HDMI was flicker on demo kit when running stress on gpu

Wayne.

This week , we had updated patch on R32.3.1 and running . Ths issue was happen on 1~2 day. Can you help to check it.

Bill

Hi Bill,

Could you use rel-32.4.2 and use that patch and see if you could still hit it?

Also, please do check the dmesg and make sure it is same error or new issue.

Hi WayneWWW,

We are testing R32.4.2 with the patch.

However, the nvgpu.ko from we built is about 88M.
The original nvgpu.ko is around 2.4M.

We did get the same size difference on R32.4.2 and R32.3.1.

Does you have the same size difference?

Thank you,

Hi HuiW,

That big size difference is because you didn’t strip the symobol of your nvgpu.ko.

https://docs.nvidia.com/jetson/l4t/index.html#page/Tegra%2520Linux%2520Driver%2520Package%2520Development%2520Guide%2Fkernel_custom.html%23wwpID0EUHA

Hi WayneWWW,

Thank you for your prompt support.
So the ko file with symbol should not affect the patch test, right?

Thanks,

It should not. But better stripping it.

dear Wayne.

 We had try to use R32.4.2(update patch) and same issue was happen.

Bill

Hi Bill,

As I said, please also share the dmesg so that we can prove this issue is same as before.
Also, how much is the repro rate? How long it took to hit this issue?

error.log (109.7 KB)

Dear Wayne.

For R34.4.2, we  was duplication ths issue on the one day.

   Bill .

Hi Bill,

Thanks for sharing. Also want to make sure you’ve replaced the nvgpu.ko, right?

dear Wayne.

yes, we use new nvgpu.ko to test and test reult.

Bill

We will check. Thanks for report.

Hi Bill,

We verified this patch on rel-32.4.2 again. Ran for 22 hours and no error is shown.
I notice your device is in very high temperature. Would you might put a fan there and try again? I don’t want any throttling affects the test.

Also, could you add a print in the nvgpu so that we can confirm that you really replace the kernel module.

Hi Bill and HuiW,

Have you checked the temperature issue?

dear Wayne.

We had put a fan and reduce temperature . but the issue was haapen on 2 day .
Billerror.log (128.3 KB)

Hi Bill,

Does this always need to take 2 days to reproduce?
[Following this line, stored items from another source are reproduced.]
PR #231, opened 2021-12-27
RFC: Streamline computation of component removal target archetype

adamreichold:
I think the first commit is almost certainly an improvement as the bundles will usually contain very few types so the binary search almost certainly preferable to the ahash-based `HashSet` in terms of code size and thereby performance. The second one might be pushing it though as the dynamic allocation is done only in the slow path in the first place. The modified method `Bundle::with_static_type_info` might become generally useful in the future though, at the cost of changing the theoretically user-facing API now.

### DIFF
--- a/macros/src/bundle.rs
+++ b/macros/src/bundle.rs
@@ -50,7 +50,7 @@ fn gen_dynamic_bundle_impl(
             }
 
             fn type_info(&self) -> ::std::vec::Vec<::hecs::TypeInfo> {
-                <Self as ::hecs::Bundle>::static_type_info()
+                <Self as ::hecs::Bundle>::with_static_type_info(|info| info.to_vec())
             }
 
             #[allow(clippy::forget_copy)]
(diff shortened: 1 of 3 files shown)


macros/src/bundle.rs
```diff
@@ -50,7 +50,7 @@ fn gen_dynamic_bundle_impl(
             }
 
             fn type_info(&self) -> ::std::vec::Vec<::hecs::TypeInfo> {
```
Ralith, line 52: Should this also become `with_type_info` for symmetry and to permit memory reuse in e.g. `EntityBuilder`?

Ralith (commented):
I think both changes are reasonable. The benefit from the second is probably small, but `Bundle` methods are `#[doc(hidden)]` and hence not considered a stable part of the API, and the tweaked method is consistent with existing patterns and doesn't represent a significant increase in code size or complexity.

macros/src/bundle.rs
adamreichold: I have added another commit doing that change, but I do not immediately see how the memory reuse in `EntityBuilder` would look like?

adamreichold: Do you just want to memoize the collected vectors? Otherwise, I think this is a net loss w.r.t. allocation as it is.

Ralith: My thinking was that `entity_builder::Common` and `CommandBuffer` would own a `Vec<TypeInfo>` that they'd clear and reuse, avoiding reallocs when those structures are reused as recommended. The only time we call this and don't expect a `Vec` out is in `get_insert_target`, so this probably doesn't matter much, but if we can avoid allocating a fresh `Vec` in the implementations of `type_info` then that should save an alloc per insert on average.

So far we have not tried such long time before.

dear Wayne.

We had try again on 5 hours and duplicate it (put on Fan) . 

Bill

Hi Bill,

Could you try this issue and patch on multiple Nano device? For example, B01/A02 and production module. It is fine with custom carrier board for this test.

I just checked and notice our test is also running for 2 days but no issue.

dear Wayne.

we had try two B01 module and duplication same issue . We use run 4H (power mode=MaxN) and can be duplication it.

Bill

1 Like

Do you have A02 module to do the test?